Comparisons have been made on this basis about the similarities of the two demagogues’ foreign policies, but there are important differences to take into consideration. Only from a distance do they share defining characteristics.[19] Pericles is entreating Athenians to bear with the vicissitudes of plague and Spartan invasion of Attica, and to resist seeking peace with the Lacedaemonians. Pericles has, according to Thucydides, led Athens into war with Sparta on the basis of their naval superiority, economic advantage and their dignity.[20] He identifies their island like strengths and warns them to “vigilantly guard” their city and status as a sea power. Vitally, Pericles calls upon Athens to resist opening additional theatres of war, whilst prosecuting the conflict with the Peloponnesians. Thucydides with the benefit of hindsight knows that this is the determining factor in Athens’ eventual fate. Pericles is presented as measured and cautious in his aggressive leadership of the polis. Pericles would meet considerable internal opposition to his policy of not meeting the Spartan army’s invasion of Attica and withdrawing the population within the walls of the city. Cleon would side with the aristocratic Athenians on this issue, against the Periclean policy, and lead vitriolic attacks upon Pericles, accusing him of cowardice.[21] Pericles holds firm to his strategy and embarks Athenian forces to attack the Peloponnesians by sea; and to distribute largesse from conquered lands to the Athenians.[22] Thucydides informs readers that Pericles was fined, and Plutarch states he was “temporarily stripped of his command”.[23] Thucydides ensures that readers are aware that Pericles has an overarching strategy, and policies which support this; he does not easily buckle or change with the wind on the basis of what is popular.
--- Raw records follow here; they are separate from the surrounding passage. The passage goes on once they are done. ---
PR #17726, opened 2024-03-15
[WFLY-15178] Enable the legacy ParseAndMarshalModelsTestCase's

jamezp:
https://issues.redhat.com/browse/WFLY-15178

This removes all testing exception JBoss EAP 7.4. I also added, in a separate commit in case we don't want it yet, JBoss EAP 8.0 testing as well.

For the 7.4 configuration files, I had to remove the legacy `security-realms` and convert those to use Elytron. I used the `enable-elytron-se17.cli` script to enable this. Hopefully it doesn't modify the XML files too much.


bstansberry (approved):

bstansberry:
Thanks @jamezp

PR #17737, opened 2024-03-19
[WFLY-19147] Let `mp.health.disable-default-procedures=true` disable all the default procedures when set at application level

fabiobrz:
~Tests for [WFLY-19147](https://issues.redhat.com/browse/WFLY-19147)~

~**Requires** https://github.com/eclipse/microprofile-health/pull/328~

FYI @xstefank 

Fix [WFLY-19147](https://issues.redhat.com/browse/WFLY-19147)

____


fabiobrz:
Converting to draft since I might move the test in the microprofile module and use Arquillian as usual without requiring anything from the TCK dependency.

bstansberry:
@fabiobrz Yeah this would have to be moved. The microprofile-tck modules are tcks and nothing more.

testsuite/integration/microprofile-tck/health/pom.xml
```diff
@@ -89,12 +89,42 @@
...
                 </configuration>
+                <executions>
+                    <execution>
+                        <id>default-test</id>
+                        <configuration>
+                            <dependenciesToScan>
+                                <dependency>${ts.microprofile-tck-tests-dependency}</dependency>
+                            </dependenciesToScan>
+                            <systemPropertyVariables>
+                                <!-- Disable default procedures as the MP Metrics TCK must be run without them -->
```
xstefank, line 101: OK, now that we noticed this funny typo, it should be MP Health not Metrics :D

xstefank (changes requested):
So yes, this needs to move from TCK module to testsuite/integration/microprofile. I'll do the review once this is done since it'll change the PR a lot.

testsuite/integration/microprofile-tck/health/pom.xml
fabiobrz: Thanks @xstefank - will fix.

fabiobrz:
> @fabiobrz Yeah this would have to be moved. The microprofile-tck modules are tcks and nothing more.

Yup, thanks @bstansberry - will refactor accordingly

testsuite/integration/microprofile-tck/health/pom.xml
fabiobrz: Fixed, resolving.

microprofile/health-smallrye/src/main/java/org/wildfly/extension/microprofile/health/MicroProfileHealthReporter.java
```diff
@@ -38,8 +39,21 @@ public class MicroProfileHealthReporter {
...
     private boolean userChecksProcessed = false;
+    private final AtomicReference<String> defaultProceduresDeactivatorReference = new AtomicReference<>();
+
+    public void deactivateDefaultProcedures(final String deploymentName) {
+        // If a deployment disables default procedures, that will affect all the default procedures,
+        //  including those relating to the global server context, see https://issues.redhat.com/browse/WFLY-19147
+        if (this.defaultProceduresDeactivatorReference.get() == null) {
+            MicroProfileHealthLogger.LOGGER.deploymentDisablingDefaultProcedures(deploymentName);
+        }
+        this.defaultProceduresDeactivatorReference.compareAndSet(null, deploymentName);
```
xstefank, line 51: I'm not sure why you need to keep the track of the deployment name?

testsuite/integration/microprofile/src/test/java/org/wildfly/test/integration/microprofile/health/MicroProfileHealthDisabledDefaultProceduresTestBase.java
```diff
@@ -0,0 +1,65 @@
...
+        // we expect none
+        final List<CHECK_TYPE> livenessChecks = retrieveChecks(managementClient, "live");
+        // we expect none
+        final List<CHECK_TYPE> startedChecks = retrieveChecks(managementClient, "started");
+
+        // let's just get the total checks count
+        Assert.assertEquals(1, readinessChecks.size() + livenessChecks.size(), startedChecks.size());
+        // then we expect the only one we find, implemented by the application level Health Check is returning "UP"
+
+        testReadinessChecks(readinessChecks);
```
xstefank, line 58: verify that this is indeed the application check and not something else

testsuite/integration/microprofile/src/test/java/org/wildfly/test/integration/microprofile/health/MicroProfileHealthDisabledDefaultProceduresTestBase.java
```diff
@@ -0,0 +1,65 @@
...
+    }
+
+    protected void testReadinessChecks(final List<CHECK_TYPE> readinessChecks) throws IOException {
```
xstefank, line 61: and you don't need this as it doesn't test anything that you already didn't test

xstefank (changes requested):

xstefank:
@jmesnil please also take a look. I think this is the correct approach to per deployment overrides with what I had in mind when we declared this in the MP Health specification. In MP, we always aim at single deployment per runtime.

microprofile/health-smallrye/src/main/java/org/wildfly/extension/microprofile/health/MicroProfileHealthReporter.java
fabiobrz: I though it could be useful anyway, e.g. improving subsequent log messages that would read such name.

testsuite/integration/microprofile/src/test/java/org/wildfly/test/integration/microprofile/health/MicroProfileHealthDisabledDefaultProceduresTestBase.java
fabiobrz: Ok. Removed this implementation by making the method abstract.

testsuite/integration/microprofile/src/test/java/org/wildfly/test/integration/microprofile/health/MicroProfileHealthDisabledDefaultProceduresTestBase.java
fabiobrz: Not sure I get it, the check name is validated in overridden implementation by subclasses.

docs/src/main/asciidoc/_admin-guide/subsystem-configuration/MicroProfile_Health.adoc
```diff
@@ -175,8 +175,13 @@ It is possible to disable all these server procedures by using the MicroProfile
...
+1. __When the server starts__, to determine if its _server_ procedures should be disabled or enabled. It can be set using the system property `mp.health.disable-default-procedures` or the environment variable `MP_HEALTH_DISABLE_DEFAULT_PROCEDURES`. Setting this property in a deployment is ignored at that time.
+2. __When an application is deployed__, to determine if WildFly should disable _all_ the default procedures, including
+_server_ ones.
+Setting this property in a deployment has higher priority than the global server configuration, based on the principle that
+microservices applications - and specifically MicroProfile based - usually endorse a single-deployment model.
+With respect to this scenario, it is quite natural to let the deployment override the global configuration.
+When set to `false` (i.e. the default behavior) WildFly will also add a readiness check if the deployment does not provide any. At that time, setting this property in a `microprofile-config.properties` file in the deployment would be taken into account. (with the usual priority rules for MicroProfile Config properties).
```
xstefank, line 184: set to true?

microprofile/health-smallrye/src/main/java/org/wildfly/extension/microprofile/health/MicroProfileHealthReporter.java
```diff
@@ -100,9 +115,11 @@ public SmallRyeHealth getLiveness() {
 
     public SmallRyeHealth getReadiness() {
         final Map<HealthCheck, ClassLoader> serverChecks = new HashMap<>();
-        serverChecks.putAll(serverReadinessChecks);
+        if (defaultProceduresShouldBeAdded()) {
```
xstefank, line 118: store the result and reuse it

microprofile/health-smallrye/src/main/java/org/wildfly/extension/microprofile/health/MicroProfileHealthReporterService.java
```diff
@@ -61,17 +61,18 @@ private MicroProfileHealthReporterService(Supplier<ServerProbesService> serverPr
...
+        // here the property value is read and stored when the runtime is starting
+        final boolean serverDisablingDefaultProcedures = ConfigProvider.getConfig().getOptionalValue("mp.health.disable-default-procedures", Boolean.class).orElse(false);
         // MicroProfile Health supports the mp.health.default.readiness.empty.response to let users specify default empty readiness responses
         final String defaultReadinessEmptyResponse = ConfigProvider.getConfig().getOptionalValue("mp.health.default.readiness.empty.response", String.class).orElse("DOWN");
         // MicroProfile Health supports the mp.health.default.startup.empty.response to let users specify default empty startup responses
         final String defaultStartupEmptyResponse = ConfigProvider.getConfig().getOptionalValue("mp.health.default.startup.empty.response", String.class).orElse("DOWN");
         healthReporter = new MicroProfileHealthReporter(emptyLivenessChecksStatus, emptyReadinessChecksStatus,
-            emptyStartupChecksStatus, defaultServerProceduresDisabled,
+            emptyStartupChecksStatus, serverDisablingDefaultProcedures,
```
xstefank, line 72: I think the original name was better

testsuite/integration/microprofile/src/test/java/org/wildfly/test/integration/microprofile/health/MicroProfileHealthDisabledDefaultProceduresTestBase.java
```diff
@@ -0,0 +1,61 @@
...
+
+    @Test
+    @OperateOnDeployment("MicroProfileHealthDisabledDefaultProceduresTestBase")
+    public void testDisabledDefaultProcedures() throws IOException {
+        // we expect one
+        final List<CHECK_TYPE> readinessChecks = retrieveChecks(managementClient, "ready");
+        // we expect none
+        final List<CHECK_TYPE> livenessChecks = retrieveChecks(managementClient, "live");
+        // we expect none
+        final List<CHECK_TYPE> startedChecks = retrieveChecks(managementClient, "started");
```
xstefank, line 53: is there no global health operation that aggregates this?

testsuite/integration/microprofile/src/test/java/org/wildfly/test/integration/microprofile/health/MicroProfileHealthUtils.java
```diff
@@ -77,4 +80,33 @@ static void testManagementOperation(ModelNode response, boolean mustBeUP, String
             fail("Probe named " + probeName + " not found in " + result);
         }
     }
+
+    static List<JsonObject> retrieveHttpEndPointChecks(final String healthURL) throws IOException {
```
xstefank, line 84: don't duplicate code, reuse it in the original methods

docs/src/main/asciidoc/_admin-guide/subsystem-configuration/MicroProfile_Health.adoc
fabiobrz: Fixed

microprofile/health-smallrye/src/main/java/org/wildfly/extension/microprofile/health/MicroProfileHealthReporter.java
fabiobrz: Fixed, thanks.

testsuite/integration/microprofile/src/test/java/org/wildfly/test/integration/microprofile/health/MicroProfileHealthUtils.java
fabiobrz: Done, thanks

fabiobrz:
HI @jmesnil, @xstefank - any news about the changes proposed here?

xstefank (approved):
@jmesnil please review.

@bstansberry this is a breaking change. But I agree with @fabiobrz that this is how we should align with the spec.

microprofile/health-smallrye/src/main/java/org/wildfly/extension/microprofile/health/deployment/CDIExtension.java
```diff
@@ -67,24 +67,28 @@ private void afterDeploymentValidation(@Observes final AfterDeploymentValidation
...
             if (!disableDefaultprocedure) {
                 // no startup probes are present in the deployment. register a startup check so that the deployment is considered started
                 defaultStartupCheck = new DefaultStartupHealthCheck(module.getName());
                 reporter.addStartupCheck(defaultStartupCheck, module.getClassLoader());
             }
         }
+        // https://issues.redhat.com/browse/WFLY-19147 - let the per-application `mp.health.disable-default-procedures`
+        // configuration setting affect the Health checks response global server configuration
+        if (disableDefaultprocedure) {
+            reporter.deactivateDefaultProcedures(module.getName());
```
bstansberry, line 90: module.getName() isn't the user-understandable deployment name. We don't have the info here to create an 'ideal' user-understandable deployment name in all cases, but removing any preceding ServiceModuleLoader.MODULE_PREFIX will come pretty close.

microprofile/health-smallrye/src/main/java/org/wildfly/extension/microprofile/health/_private/MicroProfileHealthLogger.java
```diff
@@ -52,4 +52,12 @@ public interface MicroProfileHealthLogger extends BasicLogger {
     @Message(id = 6, value = "")
     OperationFailedException seeDownstream();
     */
+
+    @LogMessage(level = WARN)
+    @Message(id = 7, value = "Disabling default procedures according to the %s deployment configuration")
+    void disablingDefaultProcedures(String deploymentName);
```
bstansberry, line 58: If this is spec defined behavior that we document as being acceptable for a microservice-style installation, it seems wrong to WARN about it.

microprofile/health-smallrye/src/main/java/org/wildfly/extension/microprofile/health/_private/MicroProfileHealthLogger.java
```diff
@@ -52,4 +52,12 @@ public interface MicroProfileHealthLogger extends BasicLogger {
...
+
+    @LogMessage(level = WARN)
+    @Message(id = 8, value = "Default procedures were disabled already, based on the %s deployment configuration")
+    void defaultProceduresDisabledAlready(String deploymentName);
```
bstansberry, line 62: Same comment as above.

bstansberry (changes requested):
Can we always signal MicroProfileHealthReporter, when we deploy something, whether defaults are disabled or not? And then MPHR detects cases where some deployments disable default procedures and others don't?  That seems like the problematic usage we want to WARN about.

This adds complexity though as that kind of tracking perhaps should only work with top level deployments, while CDIExtension processes subdeployments too. But maybe that's not a problem; i.e. if someone deploys an ear they should configure this at the ear level not at the subdeployment level.

microprofile/health-smallrye/src/main/java/org/wildfly/extension/microprofile/health/_private/MicroProfileHealthLogger.java
fabiobrz: +1, thanks. Now there's just one WARN that we output upon the problematic condition you described in the review summary.

microprofile/health-smallrye/src/main/java/org/wildfly/extension/microprofile/health/_private/MicroProfileHealthLogger.java
fabiobrz: Fixed (hopefully...), see my previous comment.

fabiobrz:
> Can we always signal MicroProfileHealthReporter, when we deploy something, whether defaults are disabled or not? And then MPHR detects cases where some deployments disable default procedures and others don't? That seems like the problematic usage we want to WARN about.
> 
> This adds complexity though as that kind of tracking perhaps should only work with top level deployments, while CDIExtension processes subdeployments too. But maybe that's not a problem; i.e. if someone deploys an ear they should configure this at the ear level not at the subdeployment level.

Thanks @bstansberry - I tried to address (quickly tbh, so it might need some polish) what you suggested, which I agree on. I added a couple of tests for a new use case, i.e. deploying multiple WAR, which actually should be a discouraged proactice when it comes to Microservices.
Then I tried to do the same for the EAR case that you mentioned, but there we're blocked by https://issues.redhat.com/browse/WFLY-12835

WDYT?

bstansberry:
Hi @fabiobrz -- thanks for trying that out. I don't think it can be done in a robust manner though; I don't think my idea was a good one. As an alternative I sent you https://github.com/fabiobrz/wildfly/pull/18

microprofile/health-smallrye/src/main/java/org/wildfly/extension/microprofile/health/_private/MicroProfileHealthLogger.java
fabiobrz: And now changed in to an `INFO`, resolving.

fabiobrz:
> Hi @fabiobrz -- thanks for trying that out. I don't think it can be done in a robust manner though; I don't think my idea was a good one. As an alternative I sent you [fabiobrz#18](https://github.com/fabiobrz/wildfly/pull/18)

Thanks @bstansberry! I merged your changes into this PR feature branch.

bstansberry (approved):

bstansberry:
Thanks @fabiobrz and @xstefank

Cleon is represented in stark contrast to this. The reader of the History meetshim demanding uncompromising brutality in the execution of the Mytillenian males. Cleon is particularly concerned with the external politics of Athens appearing less than totalitarian in her relations with her foreign allies. Thucydides attacks many aspects of Athenian democracy via the words attributed to Cleon in the Mytilene Debate. The incompatibility of a democratic system operating an aggressive imperialism, lies at the heart of much of the Histories. Cleon manipulates events and situations, with his words, to try and paint the Mytilenians as opportunists, rather than uncomfortable allies, who regretted their ongoing relationship with an imperial Athens.[24] Andrews emphasises Cleon’s appeal to the Athenian people on the basis of the justice of their position, as non-aggressors taken advantage of by a former ally, dove-tailing with their own self-interests.[25] The Athenian economy is dependent upon the tribute it collects from its allies; and this drives Cleon’s push to make an example of the Mytilenians to Athens’ remaining allies.[26] The arguments about the nature of justice and Athenian foreign policies in Thucydides, as Orwin elucidates, maintain their relevance to political issues in our world today.[27] This writer thinks about Australia’s border control policies, as international deterrent to refugees.[28]

Cleon artfully ignores the fact that the oligarchs in Mytilene chose to go to war with Athens, whilst it was the commoners who chose to surrender to the besieging Athenians, on the condition their embassies would be heard in Athens. Cleon is quite prepared to punish all Mytilenians for the value of sending a powerful deterrent throughout Hellas. There is no room in Cleon’s Athenian foreign policy for, “pity, sentiment, and indulgence.”[29]  The price of empire, in his book, is an intransigent and unflinching policy of death to all rebellious allies. In many ways, this bears similarity with the Lacedaemonian policy toward their helots.[30] The enslavery of others, becomes a strait jacket for those that institutionalise the enslavement, or subject status, to their benefit. Parallels about the downfalls of both the Spartan and Athenian empires, involving the consequences of the subjugation of fellow Greeks, definitely have currency, in this writer’s view.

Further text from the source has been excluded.